Using this definition on our asset we see for example:
  • Looking at the downside risk / excess return profile of -0.77 in the last 5 years of Viacom, we see it is relatively lower, thus worse in comparison to the benchmark SPY (1.07)
  • Looking at downside risk / excess return profile in of -0.55 in the period of the last 3 years, we see it is relatively smaller, thus worse in comparison to SPY (0.82).

Ulcer:

'The Ulcer Index is a technical indicator that measures downside risk, in terms of both the depth and duration of price declines. The index increases in value as the price moves farther away from a recent high and falls as the price rises to new highs. The indicator is usually calculated over a 14-day period, with the Ulcer Index showing the percentage drawdown a trader can expect from the high over that period. The greater the value of the Ulcer Index, the longer it takes for a stock to get back to the former high.'

Using this definition on our asset we see for example:
  • Compared with the benchmark SPY (8.48 ) in the period of the last 5 years, the Ulcer Index of 50 of Viacom is greater, thus worse.
  • Looking at Downside risk index in of 33 in the period of the last 3 years, we see it is relatively larger, thus worse in comparison to SPY (5.54 ).

MaxDD:

'Maximum drawdown measures the loss in any losing period during a fund’s investment record. It is defined as the percent retrenchment from a fund’s peak value to the fund’s valley value. The drawdown is in effect from the time the fund’s retrenchment begins until a new fund high is reached. The maximum drawdown encompasses both the period from the fund’s peak to the fund’s valley (length), and the time from the fund’s valley to a new fund high (recovery). It measures the largest percentage drawdown that has occurred in any fund’s data record.'

Applying this definition to our asset in some examples:
  • Compared with the benchmark SPY (-24.5 days) in the period of the last 5 years, the maximum reduction from previous high of -68.6 days of Viacom is lower, thus worse.
  • During the last 3 years, the maximum reduction from previous high is -51.3 days, which is smaller, thus worse than the value of -18.8 days from the benchmark.

MaxDuration:

'The Drawdown Duration is the length of any peak to peak period, or the time between new equity highs. The Max Drawdown Duration is the worst (the maximum/longest) amount of time an investment has seen between peaks (equity highs) in days.'

Which means for our asset as example:
  • The maximum time in days below previous high water mark over 5 years of Viacom is 1245 days, which is higher, thus worse compared to the benchmark SPY (488 days) in the same period.
  • During the last 3 years, the maximum days below previous high is 674 days, which is greater, thus worse than the value of 199 days from the benchmark.

AveDuration:

'The Drawdown Duration is the length of any peak to peak period, or the time between new equity highs.
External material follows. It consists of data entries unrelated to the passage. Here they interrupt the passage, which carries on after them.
PR #521, opened 2019-01-13
WIP: Selenium Tests

britttttk:
I made some Chrome Selenium tests.

I'm not sure how to make it work with Docker and connect to the regtest instance to run the tests though. 

Right now I just check the tests on the mainnet.demo instance. They will fail on the regtest instance because the tests are currently using a 3rd party instance view (the header is different). 

Any advice is appreciated it's my first time using Selenium.

### DIFF
--- a/BTCPayServer.Tests/BTCPayServer.Tests.csproj
+++ b/BTCPayServer.Tests/BTCPayServer.Tests.csproj
@@ -11,6 +11,9 @@
 
   <ItemGroup>
     <PackageReference Include="Microsoft.NET.Test.Sdk" Version="15.9.0" />
+    <PackageReference Include="selenium-server-standalone" Version="3.9.1.1" />
+    <PackageReference Include="Selenium.WebDriver" Version="3.141.0" />
+    <PackageReference Include="Selenium.WebDriver.ChromeDriver" Version="2.45.0" />
     <PackageReference Include="xunit" Version="2.4.1" />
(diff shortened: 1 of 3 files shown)


NicolasDorier:
Awesome, so can you check the other tests? In each tests I start a new instance of btcpay with a very simple line of code.
I think you just need to do this, and use the URL of this new instance instead of the mainnet site.

Kukks:
Wrap you unit test method bodies in `using (var tester = ServerTester.Create())` 

With the `tester` instance, you can create users, stores, register derivations, etc and set up the local data you need for your e2e tests. To get the uri of the local instance it's ` tester.PayTester.ServerUri`.

Look at the other tests to get the bigger picture. :)

Kukks:
Did you also do `tester.Start();` after the `using` ?

NicolasDorier:
The address is not determist you need to use something like `tester.PayTester.HostUri` or something like this.

Kukks:
@britttttk  we got an update a few days ago and the test server should work now :) Can you give it another go or should I take over?

Kukks:
@britttttk  ping :)

britttttk:
@Kukks wow it does work now :D

NicolasDorier:
cool! Can you rebase so we merge this? not later than 1H ago, it could have catch a bug that is currently not caught into the current test suite. (That's why I bumped from version .97 to version .99 without ever publishing the .98 publicly :p)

The Avg Drawdown Duration is the average amount of time an investment has seen between peaks (equity highs), or in other terms the average of time under water of all drawdowns. So in contrast to the Maximum duration it does not measure only one drawdown event but calculates the average of all.'

Which means for our asset as example:
  • Looking at the average days below previous high of 618 days in the last 5 years of Viacom, we see it is relatively greater, thus worse in comparison to the benchmark SPY (119 days)
  • During the last 3 years, the average days under water is 310 days, which is higher, thus worse than the value of 44 days from the benchmark.

Performance (YTD)

Historical returns have been extended using synthetic data.

Allocations ()

Allocations

Returns (%)

  • Note that yearly returns do not equal the sum of monthly returns due to compounding.
  • Performance results of Viacom are hypothetical and do not account for slippage, fees or taxes.